PR #2814, opened 2022-09-19
feat: enables configuring of webpack dev server port via HTTP_PORT en…

RobertBorg:
…v var

#### Summary

By using process.env.HTTP_PORT for deciding developmentPort same as is done for start command at https://github.com/commercetools/merchant-center-application-kit/blob/main/packages/mc-scripts/src/commands/start.ts#L33
we can use a custom local port for dev server.
#### Description
as the initial compilation with mc-scripts start takes about half a year it would be really nice if i didn't have to restart it because something else needs port 3001

The issue of the callback after login is being called on localhost:3001 
remains but at least that is something that can be easily manually handled.

### DIFF
--- a/packages/application-config/src/process-config.ts
+++ b/packages/application-config/src/process-config.ts
@@ -25,8 +25,7 @@ type ProcessConfigOptions = Partial<LoadingConfigOptions> & {
   disableCache?: boolean;
 };
 
-// TODO: make it configurable.
-const developmentPort = 3001;
+const developmentPort = parseInt(String(process.env.HTTP_PORT), 10) || 3001;
 const developmentAppUrl = `http://localhost:${developmentPort}`;
 
 const omitDevConfigIfEmpty = (


emmenko:
Hi 👋,

Thanks for contributing! 

Unfortunately we can't make the port configurable yet, as there are other parts of the system that expect the port `3001` to be used.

════════════════

In the records above, each line with the string "localhost" should be copied.

The issue of the callback after login is being called on localhost:3001 
 const developmentAppUrl = `http://localhost:${developmentPort}`;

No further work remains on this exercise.